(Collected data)
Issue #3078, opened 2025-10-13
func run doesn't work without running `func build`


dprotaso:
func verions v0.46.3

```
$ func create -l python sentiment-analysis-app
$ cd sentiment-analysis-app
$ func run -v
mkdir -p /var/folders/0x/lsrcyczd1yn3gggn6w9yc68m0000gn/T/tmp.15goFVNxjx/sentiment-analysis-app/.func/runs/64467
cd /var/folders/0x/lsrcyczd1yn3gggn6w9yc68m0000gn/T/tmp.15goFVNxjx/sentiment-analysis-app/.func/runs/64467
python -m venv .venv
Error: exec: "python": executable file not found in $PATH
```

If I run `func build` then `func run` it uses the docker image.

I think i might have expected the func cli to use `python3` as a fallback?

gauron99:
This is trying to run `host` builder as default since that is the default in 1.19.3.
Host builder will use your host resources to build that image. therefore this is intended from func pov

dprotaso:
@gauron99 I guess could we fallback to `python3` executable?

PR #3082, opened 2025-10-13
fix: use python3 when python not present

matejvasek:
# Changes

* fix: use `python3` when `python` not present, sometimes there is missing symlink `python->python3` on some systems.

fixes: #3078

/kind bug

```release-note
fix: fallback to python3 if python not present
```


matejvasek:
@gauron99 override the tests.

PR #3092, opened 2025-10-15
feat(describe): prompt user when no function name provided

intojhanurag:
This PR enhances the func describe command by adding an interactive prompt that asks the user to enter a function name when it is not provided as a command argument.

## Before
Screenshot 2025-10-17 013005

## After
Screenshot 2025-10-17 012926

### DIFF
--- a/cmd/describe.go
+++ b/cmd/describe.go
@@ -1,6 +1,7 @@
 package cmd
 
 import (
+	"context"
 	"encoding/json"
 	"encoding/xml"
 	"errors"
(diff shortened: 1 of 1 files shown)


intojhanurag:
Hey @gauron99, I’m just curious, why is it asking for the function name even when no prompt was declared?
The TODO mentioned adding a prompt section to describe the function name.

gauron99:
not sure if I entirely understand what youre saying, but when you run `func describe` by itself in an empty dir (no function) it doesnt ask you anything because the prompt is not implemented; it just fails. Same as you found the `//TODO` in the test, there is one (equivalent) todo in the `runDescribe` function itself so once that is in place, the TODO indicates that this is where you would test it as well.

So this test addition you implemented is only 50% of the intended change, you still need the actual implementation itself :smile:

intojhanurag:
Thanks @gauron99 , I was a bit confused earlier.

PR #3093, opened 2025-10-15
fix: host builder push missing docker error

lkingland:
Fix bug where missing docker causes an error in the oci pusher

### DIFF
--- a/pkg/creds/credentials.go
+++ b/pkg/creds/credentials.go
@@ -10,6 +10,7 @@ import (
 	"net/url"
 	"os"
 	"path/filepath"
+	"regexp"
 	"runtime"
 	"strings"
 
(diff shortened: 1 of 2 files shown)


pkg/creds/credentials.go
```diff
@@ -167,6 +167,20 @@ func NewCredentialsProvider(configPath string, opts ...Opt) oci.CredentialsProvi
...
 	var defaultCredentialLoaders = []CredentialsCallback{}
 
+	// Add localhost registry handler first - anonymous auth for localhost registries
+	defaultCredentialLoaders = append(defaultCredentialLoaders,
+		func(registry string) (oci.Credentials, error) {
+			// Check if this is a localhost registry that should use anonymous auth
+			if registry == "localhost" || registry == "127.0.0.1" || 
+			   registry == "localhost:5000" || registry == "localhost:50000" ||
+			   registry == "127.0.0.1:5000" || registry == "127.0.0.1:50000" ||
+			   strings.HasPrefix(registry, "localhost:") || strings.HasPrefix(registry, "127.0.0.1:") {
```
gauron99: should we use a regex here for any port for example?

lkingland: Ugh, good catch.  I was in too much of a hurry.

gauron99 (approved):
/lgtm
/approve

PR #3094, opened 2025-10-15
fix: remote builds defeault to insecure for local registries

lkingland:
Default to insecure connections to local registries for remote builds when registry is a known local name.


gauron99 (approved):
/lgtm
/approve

---

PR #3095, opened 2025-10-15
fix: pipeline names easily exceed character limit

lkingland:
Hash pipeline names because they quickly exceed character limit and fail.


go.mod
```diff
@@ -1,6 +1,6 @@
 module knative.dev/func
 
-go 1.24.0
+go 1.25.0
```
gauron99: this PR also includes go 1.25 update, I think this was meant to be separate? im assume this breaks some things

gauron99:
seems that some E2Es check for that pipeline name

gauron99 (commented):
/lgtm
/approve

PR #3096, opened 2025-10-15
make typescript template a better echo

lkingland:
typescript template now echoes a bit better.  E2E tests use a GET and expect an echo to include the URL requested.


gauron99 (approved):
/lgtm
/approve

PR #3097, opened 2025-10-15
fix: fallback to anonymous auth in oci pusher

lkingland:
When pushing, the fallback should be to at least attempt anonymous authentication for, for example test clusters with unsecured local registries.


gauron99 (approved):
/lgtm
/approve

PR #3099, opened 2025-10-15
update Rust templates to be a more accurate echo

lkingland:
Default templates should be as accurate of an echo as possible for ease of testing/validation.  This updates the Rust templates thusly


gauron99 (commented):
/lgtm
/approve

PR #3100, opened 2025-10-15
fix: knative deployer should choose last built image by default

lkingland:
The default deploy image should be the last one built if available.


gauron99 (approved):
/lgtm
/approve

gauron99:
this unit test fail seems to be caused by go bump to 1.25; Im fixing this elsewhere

> _THE TASK_:
Word for word, restate the lines above from the line containing "fix: pipeline names" through the line containing "PR #3100, opened 2025-10-15", with both included and nothing else.

> _SOLUTION FOR THIS TASK_:
fix: pipeline names easily exceed character limit

lkingland:
Hash pipeline names because they quickly exceed character limit and fail.


go.mod
```diff
@@ -1,6 +1,6 @@
 module knative.dev/func
 
-go 1.24.0
+go 1.25.0
```
gauron99: this PR also includes go 1.25 update, I think this was meant to be separate? im assume this breaks some things

gauron99:
seems that some E2Es check for that pipeline name

gauron99 (commented):
/lgtm
/approve

PR #3096, opened 2025-10-15
make typescript template a better echo

lkingland:
typescript template now echoes a bit better.  E2E tests use a GET and expect an echo to include the URL requested.


gauron99 (approved):
/lgtm
/approve

PR #3097, opened 2025-10-15
fix: fallback to anonymous auth in oci pusher

lkingland:
When pushing, the fallback should be to at least attempt anonymous authentication for, for example test clusters with unsecured local registries.


gauron99 (approved):
/lgtm
/approve

PR #3099, opened 2025-10-15
update Rust templates to be a more accurate echo

lkingland:
Default templates should be as accurate of an echo as possible for ease of testing/validation.  This updates the Rust templates thusly


gauron99 (commented):
/lgtm
/approve

PR #3100, opened 2025-10-15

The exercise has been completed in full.